Stored data entries
* * * *

Issue #167, opened 2022-04-26
[REQ] optionally provide hetzner_ssh_key


batthebee:
If I want to create multiple clusters I currently need several different ssh keys, because hcloud does not allow to store multiple keys with the same fingerprint. 

I could create a PR that optionally passes the id of the key used and then does not store a new key in hcloud.

What do you think?

mysticaltech:
Sounds good; the id could help differentiate the keys.

Also, maybe autogenerating the keys with https://registry.terraform.io/providers/hashicorp/tls/latest/docs/resources/private_key would be an option here, and store them in an array.

For instance, we could do that if both the `public_key` and `private_key` variables are left blank.

Please submit a PR; that's a completely valid use case.

mysticaltech:
That also re-joins your proposal of having the keys as strings. This would indeed be doable; see my answer here https://github.com/kube-hetzner/terraform-hcloud-kube-hetzner/issues/161#issuecomment-1109531226.

mysticaltech:
@batthebee In your coming PR(s), please target the `staging` branch 🙏

batthebee:
@mysticaltech you mentioned on #161 for local use, it's easy in bash to makes strings look as files!

How does it Work?

mysticaltech:
Yep, basically you use cat and the string enclosed in EOF. See https://unix.stackexchange.com/questions/505828/how-to-pass-a-string-to-a-command-that-expects-a-file

strowi:
This would be greatly appreciated, since i am currently testing everything in a single project...

mysticaltech:
Done in #204, thanks @batthebee! 👏

Issue #161, opened 2022-04-25
[REQ] set ssh key by string and not by file path


batthebee:
I want to use your environment to set up multiple clusters. The ssh keys should be created dynamically with `tls_private_key`, each host a different one. 

Now I would have to generate the key and write it to a file, which I pass to the module, which generates noise on each ci run and is overall quite unattractive.

Do you have a better suggestion? Or should I adapt the module so that it also accepts ssh keys as string?

batthebee:
I took a closer look and saw that you also need to access the cluster via ssh. So the local ssh key is needed. I close the issue again.

mysticaltech:
Having access to keys as string would be a sweet option to have. 

It needs to be ed25519 and passphrase-less in order to work without SSH agents. 

And for local use, it's easy in bash to makes strings look as files!


PR welcome and appreciated.

mysticaltech:
Done in #204 🎯

PR #204, opened 2022-05-25
changed ssh keys from file to string.

batthebee:
solves #167 #161

was a bit difficult to solve. It's not 100% clean either, but it does what it's supposed to. 

I tried both the way to create the ssh key via pipe & /dev/stdio and via a file created via terraform local_secret_file, which I then delete again. 

The first does not work because the rights must be set to 0600. 
The second is unattractive because changes are displayed on every rerun. 

I have now solved this so that the corresponding file is created under /tmp and then deleted again. The file is created with 0600, which I think should be acceptable from a security point of view.

### DIFF
--- a/agents.tf
+++ b/agents.tf
@@ -8,7 +8,7 @@ module "agents" {
   for_each = local.agent_nodes
 
   name                       = "${var.use_cluster_name_in_node_name ? "${var.cluster_name}-" : ""}${each.value.nodepool_name}"
-  ssh_keys                   = [hcloud_ssh_key.k3s.id]
+  ssh_keys                   = [local.hcloud_ssh_key_id]
   ssh_public_key             = var.ssh_public_key
   ssh_private_key            = var.ssh_private_key
   ssh_additional_public_keys = var.ssh_additional_public_keys
--- a/agents.tf
+++ b/agents.tf
@@ -11,7 +11,7 @@ module "agents" {
   ssh_keys                   = [hcloud_ssh_key.k3s.id]
   ssh_public_key             = var.ssh_public_key
   ssh_private_key            = var.ssh_private_key
-  additional_ssh_public_keys = var.additional_ssh_public_keys
+  ssh_additional_public_keys = var.ssh_additional_public_keys
   firewall_ids               = [hcloud_firewall.k3s.id]
   placement_group_id         = var.placement_group_disable ? 0 : element(hcloud_placement_group.agent.*.id, ceil(each.value.index / 10))
   location                   = each.value.location
--- a/agents.tf
+++ b/agents.tf
@@ -7,17 +7,17 @@ module "agents" {
 
   for_each = local.agent_nodes
 
-  name                   = "${var.use_cluster_name_in_node_name ? "${var.cluster_name}-" : ""}${each.value.nodepool_name}"
-  ssh_keys               = [hcloud_ssh_key.k3s.id]
-  public_key             = var.public_key
-  private_key            = var.private_key
-  additional_public_keys = var.additional_public_keys
-  firewall_ids           = [hcloud_firewall.k3s.id]
-  placement_group_id     = var.placement_group_disable ? 0 : element(hcloud_placement_group.agent.*.id, ceil(each.value.index / 10))
-  location               = each.value.location
-  server_type            = each.value.server_type
-  ipv4_subnet_id         = hcloud_network_subnet.agent[[for i, v in var.agent_nodepools : i if v.name == each.value.nodepool_name][0]].id
-  packages_to_install    = local.packages_to_install
+  name                       = "${var.use_cluster_name_in_node_name ? "${var.cluster_name}-" : ""}${each.value.nodepool_name}"
+  ssh_keys                   = [hcloud_ssh_key.k3s.id]
+  ssh_public_key             = var.ssh_public_key
+  ssh_private_key            = var.ssh_private_key
+  additional_ssh_public_keys = var.additional_ssh_public_keys
+  firewall_ids               = [hcloud_firewall.k3s.id]
+  placement_group_id         = var.placement_group_disable ? 0 : element(hcloud_placement_group.agent.*.id, ceil(each.value.index / 10))
+  location                   = each.value.location
+  server_type                = each.value.server_type
+  ipv4_subnet_id             = hcloud_network_subnet.agent[[for i, v in var.agent_nodepools : i if v.name == each.value.nodepool_name][0]].id
+  packages_to_install        = local.packages_to_install
 
   private_ipv4 = cidrhost(hcloud_network_subnet.agent[[for i, v in var.agent_nodepools : i if v.name == each.value.nodepool_name][0]].ip_range, each.value.index + 101)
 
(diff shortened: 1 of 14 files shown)


mysticaltech:
@batthebee Looks good to me!! Great work!

It should work with Terraform cloud in "local" mode correct?

@phaer, what do you think?

mysticaltech:
@strowi please don't hesitate to have a look too! 🙏

agents.tf
```diff
@@ -7,17 +7,17 @@ module "agents" {
...
-  placement_group_id     = var.placement_group_disable ? 0 : element(hcloud_placement_group.agent.*.id, ceil(each.value.index / 10))
-  location               = each.value.location
-  server_type            = each.value.server_type
-  ipv4_subnet_id         = hcloud_network_subnet.agent[[for i, v in var.agent_nodepools : i if v.name == each.value.nodepool_name][0]].id
-  packages_to_install    = local.packages_to_install
+  name                       = "${var.use_cluster_name_in_node_name ? "${var.cluster_name}-" : ""}${each.value.nodepool_name}"
+  ssh_keys                   = [hcloud_ssh_key.k3s.id]
+  ssh_public_key             = var.ssh_public_key
+  ssh_private_key            = var.ssh_private_key
+  additional_ssh_public_keys = var.additional_ssh_public_keys
```
phaer, line 14: That's a good change, thanks! I'd personally prefer `ssh_additional_public_keys`, so that the `ssh_` prefix is consistently at the beginning. But it's good to merge anyway :)

variables.tf
```diff
@@ -212,6 +213,7 @@ variable "rancher_registration_manifest_url" {
   type        = string
   description = "The url of a rancher registration manifest to apply. (see https://rancher.com/docs/rancher/v2.6/en/cluster-provisioning/registered-clusters/)"
   default     = ""
+  sensitive   = true
```
phaer, line 216: Why is this sensitive and why change it here? I don't think it's related to SSH?

modules/host/locals.tf
```diff
@@ -1,19 +1,16 @@
...
+  # ssh_client_identity is used for ssh "-i" flag, its the private key if that is set, or a public key
   # if an ssh agent is used.
-  ssh_identity_file = var.private_key == null ? var.public_key : var.private_key
-
-  # shared flags for ssh to ignore host keys, to use our ssh identity file for all connections during provisioning.
-  ssh_args = "-o UserKnownHostsFile=/dev/null -o StrictHostKeyChecking=no -i ${local.ssh_identity_file}"
+  ssh_client_identity = var.ssh_private_key == null ? var.ssh_public_key : var.ssh_private_key
+  # ssh_client_identity_file is used to (temporary) store identity informations (from ssh_client_identity),
+  # used by the ssh client.
+  ssh_client_identity_file = "/tmp/${local.name}-ssh-identity"
```
phaer, line 13: I see that you are correctly setting 0600 as permissions for this file below. I think ideally, we would have a way to randomize a prefix as with `mktemp` in a shell, but that would make it a bit more involved to remember the generated directory name for cleanup later on. Maybe using terraforms random provider could help here?

modules/host/main.tf
```diff
@@ -56,8 +64,8 @@ resource "hcloud_server" "server" {
   # Issue a reboot command and wait for MicroOS to reboot and be ready
   provisioner "local-exec" {
     command = <<-EOT
-      ssh ${local.ssh_args} root@${self.ipv4_address} '(sleep 2; reboot)&'; sleep 3
-      until ssh ${local.ssh_args} -o ConnectTimeout=2 root@${self.ipv4_address} true 2> /dev/null
+      ssh ${local.ssh_args} -i ${local.ssh_client_identity_file} root@${self.ipv4_address} '(sleep 2; reboot)&'; sleep 3
```
phaer, line 67: If I understand this correctly, those lines are the only reason why `local.ssh_client_identity_file` is needed, right? And all of them seem to be executed by the local shell, which we already assume to be bash(-compatible). 
If so, couldn't we just do `ssh ${local.ssh_args} -i <(echo "${local.ssh_client_identity}")` instead? This would avoid having to use a tempfile and just pass a file descriptor directly from bash to ssh. As echo is a builtin, the key wouldn't be visible in the process tree. (see [bash manual: process substitution](https://www.gnu.org/software/bash/manual/html_node/Process-Substitution.html)

phaer:
Hi @batthebee, thanks for the initiative! Looks good to me in general, I just read the code and haven't tested a deployment with your changes yet, but I do believe we could do without writing the private key to a local temp file, see last comment in the review and let me know what you think!

variables.tf
strowi: The `rancher_registration_manifest_url` contains the rancher-ui server + token to register with an  UUID. Not sure if that url persists after the import, but there is always the time in-between and it is better to be safe.

strowi:
Niec work. From a first look this should work. But i won't be able to test it until next week.

variables.tf
phaer: Ah makes sense, thanks! Ideally that would be an extra commit if not PR for visibility in git history, but that's less important than getting it fixed in master then :)

versions.tf
```diff
@@ -1,4 +1,5 @@
 terraform {
+  required_version = ">= 1.2.0"
```
strowi, line 2: Somehow this won't take from the module, can we add this also to the `kube.tf.example` to make it work for new users?

modules/host/main.tf
mysticaltech: @phaer I believe this was tried, but it failed before of the lack of permission (0600) when using this approach.

phaer: Ah right, and even if that wasn't an issue, SSH would close it's FDs too early. Should have checked. So the tempfile is fine, sorry for the noise.

mysticaltech: All good; thank you for the great review!

versions.tf
batthebee: done

modules/host/locals.tf
batthebee: I have now taken it completely out of the locals and just create a random name for it. Is that what you meant?

agents.tf
batthebee: done

batthebee:
@mysticaltech I have now tried this with terraform cloud and remote execution, and it works. Local should also work.

batthebee:
> Nice work. My thoughts initially were to utilize data.hcloud_ssh_key_s_ and then somehow check through the fingerprints. But this should work. ;)
> 
> I can only test it earliest next week.

@strowi  Sorry, I had linked the wrong issue.

I have now at least implemented that you can pass an ssh id and then no extra key is created. Your proposed solution would be more elegant. Maybe we can add it later.

phaer (approved):

strowi (approved):

mysticaltech:
Awesome work @batthebee! 🥳 Will merge and push ASAP this weekend!  🚀

mysticaltech:
Just shipped with v1.3.0! 🥳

* * * *

▸ **Your assignment**
Which lines of the records contain "currently"? Show each of them.

▸ **Written response**
If I want to create multiple clusters I currently need several different ssh keys, because hcloud does not allow to store multiple keys with the same fingerprint. 
This would be greatly appreciated, since i am currently testing everything in a single project...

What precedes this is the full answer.